The task
Reading the records beneath this task, work out how many lines contain the word "rehydrated" and reply with only that number.

Records from a data source
--- --- ---
Issue #2915, opened 2026-06-30
bug: PROPOSER and VALIDATOR_REGISTRATION pre-consensus messages use wrong SSV domain after Boole fork


ovidiu-ssv-labs:
## Summary

After the Boole fork activates, `PROPOSER` and `VALIDATOR_REGISTRATION` duties fail silently: all operators sign and broadcast their pre-consensus partial signatures (RANDAO / validator registration), but the messages are rejected by the local pubsub validator before they ever leave the node. Pre-consensus never reaches quorum, and the duty times out.

`COMMITTEE` duties (attestations, sync committee) are **not affected**.

---

## Symptoms

Observed on stage-hoodi, duty `PROPOSER-e105697-s3382317-v839840` (operators 25–28, all on post-fork config):

1. All four operators log `signing and broadcasting randao partial sig`
2. Each operator's own broadcast is immediately rejected:
   ```
   msg="ignoring invalid message" runner_role="PROPOSER" ssv_message_type="partial_signature"
   error="wrong domain, got 00003114, want 00003115"
   ```
3. The publish fails:
   ```
   msg="could not publish p2p message" topic="/ssv/hoodi-stage/boole/24" error="validation ignored"
   ```
4. No operator ever receives a peer's pre-consensus message.
5. Slot ends with `⚠️ duty did not complete before slot end (likely stuck)` on all operators.

---

## Root Cause

`BaseRunner.signAndBroadcastPartialSigMsgs` in `protocol/v2/ssv/runner/runner.go:351` creates the `MsgID` using the **static, fork-unaware** `DomainType`:

```go
msgID := spectypes.NewMsgID(b.NetworkConfig.DomainType, validatorPubKey, b.RunnerRoleType)
```

After the Boole fork activates, the message validator calls `DomainTypeAtSlot(slot)`, which returns `NextDomainType` (`00003115`). The message was stamped with `DomainType` (`00003114`), so the domain check fails and the message is dropped with `ValidationIgnore` — before it is ever propagated to peers.

### Why COMMITTEE is not affected

`CommitteeRunner` has its own broadcast implementation (`committee.go:402`) that correctly uses `DomainTypeAtSlot`:

```go
MsgID: spectypes.NewMsgID(
    r.NetworkConfig.DomainTypeAtSlot(r.State.CurrentDuty.DutySlot()), // fork-aware ✓
    r.QBFTController.CommitteeMember.CommitteeID[:],
    r.RunnerRoleType,
),
```

[...]

PR #2948, opened 2026-07-14
fix(qbft): resolve controller identifier per-height so post-Boole consensus carries the correct domain (#2947)

### LINKED ISSUE #2947: Boole: QBFT controller identifier stamps static pre-Boole domain post-fork — all post-Boole consensus fails
## Summary

Post-Boole, **every QBFT consensus message (proposal / prepare / commit / round-change) is stamped with the pre-Boole SSV domain `0x00003114`** instead of the post-Boole `0x00003115`. The node's own message validator rejects them (`wrong domain, got 00003114, want 00003115`) → the publish is dropped (`could not publish p2p message: validation ignored`) → QBFT never reaches quorum → **all post-Boole consensus duties fail, starting with attestations (every slot).**

**Severity: P0 — fork blocker.** Reproduced at HEAD `310bd7b6` (integration/boole-convergence) on stage-hoodi, 2026-07-13. This surfaced only after the subscription-filter fix (#2943) landed — that bug was masking this one (messages never reached validation before).

## Root cause

The QBFT controller's `Identifier` is built **once at controller construction** from the raw static `NetworkConfig.DomainType`, and is never re-resolved per slot/height. `operator/validator/controller.go:1091` (committee / aggregator-committee) and `:1177` (proposer / aggregator / sync-committee-contribution / voluntary-exit):

```go
identifier := spectypes.NewMsgID(options.NetworkConfig.DomainType, options.Operator.CommitteeID[:], role)
qbftCtrl := qbftcontroller.NewController(identifier[:], ...)
```

`DomainType` is `0x00003114` for hoodi-stage (`networkconfig/hoodi-stage.go:12`; `NextDomainType` = `0x00003115` at `:13`). Note it reads the static field directly — not even the fork-aware `CurrentDomainType()`.

That static identifier then flows unchanged into every consensus broadcast:
- `protocol/v2/qbft/controller/controller.go:108-116` — `StartNewInstance(... height ...)` passes the stored `c.Identifier` and **ignores `height`/slot entirely**.
- `protocol/v2/qbft/instance/proposal.go:255` — `CreateProposal` sets `Identifier: i.State.ID` (= `c.Identifier`); same for `round_change.go` / `prepare.go` / `commit.go`.
- `protocol/v2/qbft/instance/instance.go:169-175` — broadcasts via `BroadcastAtSlot(msg, slot)`, but the MsgID's first 4 bytes (the domain) are already `0x00003114`.

A static field cannot be patched in place: a controller created pre-fork must emit the Boole domain post-fork within its own lifetime, so the domain must be derived from the instance height/slot, not frozen at construction.

## Regression (not pre-existing)

An earlier Boole implementation resolved the identifier **per height**, so the domain rotated correctly at the fork boundary:

```go
// prior (working) form
identifierFn := func(height specqbft.Height) []byte {
    msgID := spectypes.NewMsgID(options.NetworkConfig.DomainTypeAtSlot(phase0.Slot(height)), options.Operator.CommitteeID[:], role) // fork-aware
    return msgID[:]
}
qbftCtrl := qbftcontroller.NewController(identifierFn, ...)
```

The controller there held `IdentifierFn func(height specqbft.Height) []byte` and called it in `StartNewInstance` and in the receive-side identifier match. The convergence work made every *other* domain path fork-aware — message validation (#2927), proposer selection, and the pre-consensus partial-sig path (#2915) — but **did not port the per-height QBFT-controller identifier**, keeping the Alan-era static one. That omission is the regression: the prior branch passed a live post-Boole transition; this one cannot.

## Blast radius

**Broken post-Boole (any runner with a QBFT consensus phase — all use the static identifier at `controller.go:1091`/`:1177`):** COMMITTEE (attestation — fails every slot, observed), AGGREGATOR_COMMITTEE, PROPOSER, AGGREGATOR, SYNC_COMMITTEE_CONTRIBUTION, VOLUNTARY_EXIT.

**Not affected:** VALIDATOR_REGISTRATION (no consensus phase), and partial-signature / post-consensus broadcasts — those are already fork-aware via `DomainTypeAtSlot(slot)` (`protocol/v2/ssv/runner/runner.go:354` (fixed in #2915), `committee.go:402-404`, `aggregator_committee.go:752-753,1710-1711`). This is why validator registrations and post-consensus submission still succeed — the break is specific to the **QBFT consensus** identifier. (Any `AGGREGATOR_COMMITTEE` "finishes" observed live are no-op/sparse, not correct consensus — it is equally vulnerable per the code.)

## Validator side is correct — the sender stamps the wrong domain

`message/validation/validation.go:281-290` (`validateDomainAtSlot`) expects `mv.netCfg.DomainTypeAtSlot(slot)`, which returns `NextDomainType` (`0x00003115`) post-Boole (`networkconfig/network.go:36-41`). The receiver is right; the sender is wrong.

## Reproduction (stage-hoodi, 2026-07-13, on a build that already includes the #2943 fix)

- **Live fork transition (committee 33-36)** — clean before/after at fork slot 3479136 / 17:17:12 UTC:

  | | before fork (~8 min) | after fork (~10 min) |
  |---|---|---|
  | `QBFT instance is decided` | 432 | **0** |
  | `successfully submitted attestations` | 160 | **0** |

  First `wrong domain, got 00003114, want 00003115` at 17:17:14.20Z (2.2s after the fork): `COMMITTEE-33_34_35_36 qbft_message_type=proposal qbft_round=1 runner_role=COMMITTEE ssv_message_type=consensus`.
- **Always-post-Boole nodes:** 0 COMMITTEE completions; thousands of wrong-domain hits per 10 min on own-committee `proposal`/`round_change`, driving round-changes to 11+ with no decide.
- **Pre-Boole control:** 0 wrong-domain, attestations flowing — confirms the failure is Boole-specific.
- Distinct from #2943 (subscription filter, fixed) and #2915 (pre-consensus partial sigs).

## Suggested fix

Restore per-height domain resolution in the QBFT controller identifier:
1. Give `protocol/v2/qbft/controller.Controller` an `IdentifierFn func(height specqbft.Height) []byte` instead of the static `Identifier []byte`; have `NewController` accept it; use `c.IdentifierFn(height)` in `StartNewInstance` and in the receive-side identifier match.
2. At `operator/validator/controller.go:1091` and `:1177`, build it fork-aware:
   ```go
   identifierFn := func(h specqbft.Height) []byte {
       id := spectypes.NewMsgID(options.NetworkConfig.DomainTypeAtSlot(phase0.Slot(h)), <committeeID|pubkey>, role)
       return id[:]
   }
   ```

**Test gap:** existing fork-aware tests only exercise the **receiver** (`message/validation`). Add a **sender**-side test: a controller spanning the fork boundary must produce, at a post-Boole height, a QBFT MsgID whose domain equals `DomainTypeAtSlot(slot)` and passes `validateDomainAtSlot`.

momosh-ssv:
## What

Fixes #2947 — post-Boole, every QBFT consensus message (proposal/prepare/commit/round-change) was stamped with the **pre-Boole** SSV domain instead of the post-Boole one. The node's own message validator rejected them (`wrong domain, got 00003114, want 00003115`) → publish dropped → QBFT never reached quorum → **all post-Boole consensus duties failed**. This surfaced only after the subscription-filter fix (#2944) landed — that bug was masking this one.

## Root cause

The QBFT controller's identifier was built **once at construction** from the static `NetworkConfig.DomainType` and frozen for the controller's whole lifetime, which spans the fork boundary:

- `operator/validator/controller.go` (committee + proposer `buildController`): `spectypes.NewMsgID(options.NetworkConfig.DomainType, …)` — the static field, not the fork-aware `DomainTypeAtSlot`.
- `protocol/v2/qbft/controller/controller.go`: `Identifier []byte` (static), passed unchanged into `StartNewInstance` → `instance.NewInstance` (which ignored the in-scope `height`) and used verbatim in the `ProcessMsg` receive-side match.

The receiver (`message/validation` `validateDomainAtSlot`) correctly expects `DomainTypeAtSlot(slot)`. The convergence work made message-validation, proposer-selection, and the pre-consensus partial-sig path (#2915) fork-aware, but did **not** port the per-height QBFT-controller identifier. That omission is the regression.

## Fix

Restore per-height domain resolution. Inject `IdentifierFn func(height specqbft.Height) []byte` that resolves via `DomainTypeAtSlot(phase0.Slot(height))`, and use it on:
- **send** — `StartNewInstance` (`c.identifierAtHeight(height)`),
- **receive** — `ProcessMsg` identifier match (`c.identifierAtHeight(msg.QBFTMessage.Height)`),
- **decided fast-forward** — `UponDecided` (`inst == nil` branch).

`NewController`'s signature is unchanged — `IdentifierFn` is set as a field after construction, so spec-test shims compile as-is. The static `Identifier` is kept as a serialized/diagnostic fallback (tagged `json:"-"`, so `Encode`/`GetRoot` round-trips are unaffected). When `IdentifierFn` is nil, behavior is byte-identical to before.

`height == slot` for all consensus runners (single `StartNewInstance` caller in `BaseRunner.StartNewConsensus`, passing `specqbft.Height(slot)`).

## Tests

New `protocol/v2/qbft/controller/controller_fork_test.go`:
- **send**: a fork-spanning controller yields the pre-Boole domain at pre-fork heights and the post-Boole domain at post-fork heights; the assertion fails against the unpatched (frozen-identifier) code.
- **receive**: `ProcessMsg` accepts a message whose domain matches its height on each side of the fork, and rejects one whose domain doesn't match its height.
- **fallback**: nil `IdentifierFn` is byte-identical to the static `Identifier` across heights.

`go build ./...`, `go vet`, and `go test ./protocol/v2/qbft/... ./operator/validator/... ./message/validation/... ./protocol/v2/ssv/spectest/... ./protocol/v2/ssv/runner/...` all pass.

## Verification (ssv-mini, Boole fork active, distinct domains 0x00000000 → 0x00000001 at epoch 3)

Drove a live 4-node committee across the fork:
- **`wrong domain` rejections post-fork: 0** (was thousands on the unpatched build).
- **COMMITTEE (attestation) consensus decides at round 1**; attestations submitted post-fork.
- **Subscription-filter errors: 0** (confirms #2944 too).

## Note / follow-up (not addressed here)

During verification, `AGGREGATOR_COMMITTEE` consensus was observed to never decide before **round 5** (with recurring `could not publish … validation ignored` on the Boole topic), though aggregates still submit. This is independent of the domain fix (0 `wrong domain`) and of #2939/#2940 (both merged). Flagging for a separate investigation/issue.

### DIFF
--- a/operator/validator/controller.go
+++ b/operator/validator/controller.go
@@ -1088,8 +1088,15 @@ func SetupCommitteeRunners(
 			CutOffRound: roundtimer.CutOffRound,
 		}
 
-		identifier := spectypes.NewMsgID(options.NetworkConfig.DomainType, options.Operator.CommitteeID[:], role)
-		qbftCtrl := qbftcontroller.NewController(identifier[:], options.Operator, config, options.OperatorSigner, options.FullNode)
+		committeeID := options.Operator.CommitteeID
+		identifierFn := func(height specqbft.Height) []byte {
+			domain := options.NetworkConfig.DomainTypeAtSlot(phase0.Slot(height))
+			id := spectypes.NewMsgID(domain, committeeID[:], role)
+			return id[:]
+		}
+		identifier := identifierFn(specqbft.FirstHeight) // pre-fork domain; used as Controller.Identifier (diagnostics only, not persisted)
+		qbftCtrl := qbftcontroller.NewController(identifier, options.Operator, config, options.OperatorSigner, options.FullNode)
+		qbftCtrl.IdentifierFn = identifierFn
 		return qbftCtrl
 	}
 
@@ -1174,8 +1181,15 @@ func SetupRunners(
 			CutOffRound: roundtimer.CutOffRound,
 		}
 
-		identifier := spectypes.NewMsgID(options.NetworkConfig.DomainType, share.ValidatorPubKey[:], role)
-		qbftCtrl := qbftcontroller.NewController(identifier[:], operator, config, options.OperatorSigner, options.FullNode)
+		validatorPubKey := share.ValidatorPubKey
+		identifierFn := func(height specqbft.Height) []byte {
+			domain := options.NetworkConfig.DomainTypeAtSlot(phase0.Slot(height))
+			id := spectypes.NewMsgID(domain, validatorPubKey[:], role)
+			return id[:]
+		}
+		identifier := identifierFn(specqbft.FirstHeight) // pre-fork domain; used as Controller.Identifier (diagnostics only, not persisted)
+		qbftCtrl := qbftcontroller.NewController(identifier, operator, config, options.OperatorSigner, options.FullNode)
+		qbftCtrl.IdentifierFn = identifierFn
 		return qbftCtrl
 	}
 
--- a/operator/validator/controller.go
+++ b/operator/validator/controller.go
@@ -1061,6 +1061,16 @@ func (c *Controller) ReportValidatorStatuses(ctx context.Context) {
 	}
 }
 
+// newIdentifierFn returns a per-height QBFT identifier resolver for the given executor
+// (committee ID or validator public key), carrying the fork-correct SSV domain for the
+// height's slot.
+func newIdentifierFn(cfg *networkconfig.Network, executorID []byte, role spectypes.RunnerRole) func(specqbft.Height) []byte {
+	return func(height specqbft.Height) []byte {
+		id := spectypes.NewMsgID(cfg.DomainTypeAtSlot(phase0.Slot(height)), executorID, role)
+		return id[:]
+	}
+}
+
 func SetupCommitteeRunners(
 	ctx context.Context,
 	options *validator.Options,
@@ -1089,11 +1099,7 @@ func SetupCommitteeRunners(
 		}
 
 		committeeID := options.Operator.CommitteeID
-		identifierFn := func(height specqbft.Height) []byte {
-			domain := options.NetworkConfig.DomainTypeAtSlot(phase0.Slot(height))
-			id := spectypes.NewMsgID(domain, committeeID[:], role)
-			return id[:]
-		}
+		identifierFn := newIdentifierFn(options.NetworkConfig, committeeID[:], role)
 		identifier := identifierFn(specqbft.FirstHeight) // pre-fork domain; used as Controller.Identifier (diagnostics only, not persisted)
 		qbftCtrl := qbftcontroller.NewController(identifier, options.Operator, config, options.OperatorSigner, options.FullNode)
 		qbftCtrl.IdentifierFn = identifierFn
@@ -1182,11 +1188,7 @@ func SetupRunners(
 		}
 
 		validatorPubKey := share.ValidatorPubKey
-		identifierFn := func(height specqbft.Height) []byte {
-			domain := options.NetworkConfig.DomainTypeAtSlot(phase0.Slot(height))
-			id := spectypes.NewMsgID(domain, validatorPubKey[:], role)
-			return id[:]
-		}
+		identifierFn := newIdentifierFn(options.NetworkConfig, validatorPubKey[:], role)
 		identifier := identifierFn(specqbft.FirstHeight) // pre-fork domain; used as Controller.Identifier (diagnostics only, not persisted)
 		qbftCtrl := qbftcontroller.NewController(identifier, operator, config, options.OperatorSigner, options.FullNode)
 		qbftCtrl.IdentifierFn = identifierFn
--- a/operator/validator/controller.go
+++ b/operator/validator/controller.go
@@ -1100,7 +1100,7 @@ func SetupCommitteeRunners(
 
 		committeeID := options.Operator.CommitteeID
 		identifierFn := newIdentifierFn(options.NetworkConfig, committeeID[:], role)
-		identifier := identifierFn(specqbft.FirstHeight) // pre-fork domain; used as Controller.Identifier (diagnostics only, not persisted)
+		identifier := identifierFn(specqbft.FirstHeight) // domain at slot 0; used as Controller.Identifier (diagnostics only, not persisted)
 		qbftCtrl := qbftcontroller.NewController(identifier, options.Operator, config, options.OperatorSigner, options.FullNode)
 		qbftCtrl.IdentifierFn = identifierFn
 		return qbftCtrl
@@ -1189,7 +1189,7 @@ func SetupRunners(
 
 		validatorPubKey := share.ValidatorPubKey
 		identifierFn := newIdentifierFn(options.NetworkConfig, validatorPubKey[:], role)
-		identifier := identifierFn(specqbft.FirstHeight) // pre-fork domain; used as Controller.Identifier (diagnostics only, not persisted)
+		identifier := identifierFn(specqbft.FirstHeight) // domain at slot 0; used as Controller.Identifier (diagnostics only, not persisted)
 		qbftCtrl := qbftcontroller.NewController(identifier, operator, config, options.OperatorSigner, options.FullNode)
 		qbftCtrl.IdentifierFn = identifierFn
 		return qbftCtrl
--- a/protocol/v2/qbft/controller/controller.go
+++ b/protocol/v2/qbft/controller/controller.go
@@ -34,7 +34,7 @@ type Controller struct {
 	// IdentifierFn, when non-nil, resolves the QBFT message identifier at a given height.
 	// It is used on both send (StartNewInstance) and receive (ProcessMsg) paths to produce
 	// the fork-correct SSV domain for the height/slot. When nil, falls back to Identifier.
-	// JSON-tagged as "-" because funcs are not JSON-serialisable; Controller is only marshalled
+	// JSON-tagged as "-" because funcs are not JSON-serialisable; Controller is only marshaled
 	// in spec-test fixtures and is never persisted and rehydrated in production.
 	IdentifierFn func(height specqbft.Height) []byte `json:"-"`
 
--- a/protocol/v2/qbft/controller/controller.go
+++ b/protocol/v2/qbft/controller/controller.go
@@ -31,6 +31,13 @@ type NewDecidedHandler func(msg qbftstorage.Participation)
 type Controller struct {
 	Identifier []byte
 
+	// IdentifierFn, when non-nil, resolves the QBFT message identifier at a given height.
+	// It is used on both send (StartNewInstance) and receive (ProcessMsg) paths to produce
+	// the fork-correct SSV domain for the height/slot. When nil, falls back to Identifier.
+	// JSON-tagged as "-" because funcs are not JSON-serialisable; Controller is only marshalled
+	// in spec-test fixtures and is never persisted and rehydrated in production.
+	IdentifierFn func(height specqbft.Height) []byte `json:"-"`
+
 	// LatestInstanceHeight is the height of the latest Instance Controller spun up. That latest instance
 	// is the "relevant" one currently driving consensus.
 	// JSON-tagged as "Height" to preserve compatibility with existing spec-test fixtures.
@@ -45,6 +52,16 @@ type Controller struct {
 	NewDecidedHandler NewDecidedHandler       `json:"-"`
 	config            qbft.IConfig
 	fullNode          bool
+}
+
+// identifierAtHeight returns the QBFT message identifier for the given height.
+// When IdentifierFn is set it delegates to it (producing the fork-correct domain);
+// otherwise it falls back to the static Identifier field.
+func (c *Controller) identifierAtHeight(height specqbft.Height) []byte {
+	if c.IdentifierFn != nil {
+		return c.IdentifierFn(height)
+	}
+	return c.Identifier
 }
 
 func NewController(
@@ -110,7 +127,7 @@ func (c *Controller) StartNewInstance(
 		logger,
 		c.GetConfig(),
 		c.CommitteeMember,
-		c.Identifier,
+		c.identifierAtHeight(height),
 		height,
 		c.OperatorSigner,
 		roundTimerF,
@@ -143,7 +160,7 @@ func (c *Controller) ProcessMsg(
 		return nil, fmt.Errorf("could not create ProcessingMessage from signed message: %w", err)
 	}
 
-	if !bytes.Equal(c.Identifier, msg.QBFTMessage.Identifier) {
+	if !bytes.Equal(c.identifierAtHeight(msg.QBFTMessage.Height), msg.QBFTMessage.Identifier) {
 		return nil, spectypes.NewError(spectypes.MessageIdentifierInvalidErrorCode, "message doesn't belong to Identifier")
 	}
 
--- a/protocol/v2/qbft/controller/controller.go
+++ b/protocol/v2/qbft/controller/controller.go
@@ -29,6 +29,10 @@ type NewDecidedHandler func(msg qbftstorage.Participation)
 
 // Controller is a QBFT coordinator responsible for starting and following the entire life cycle of multiple QBFT Instances
 type Controller struct {
+	// Identifier is the static QBFT message identifier fixed at construction time, carrying
+	// the domain at slot 0. When IdentifierFn is set, live traffic switches domains per
+	// height, so this field no longer matches what's on the wire post-fork — resolve via
+	// identifierAtHeight instead of reading this field (or GetIdentifier) directly.
 	Identifier []byte
 
 	// IdentifierFn, when non-nil, resolves the QBFT message identifier at a given height.
@@ -205,7 +209,9 @@ func (c *Controller) UponExistingInstanceMsg(ctx context.Context, logger *zap.Lo
 	return decidedMsg, nil
 }
 
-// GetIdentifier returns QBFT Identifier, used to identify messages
--- --- ---
Response
2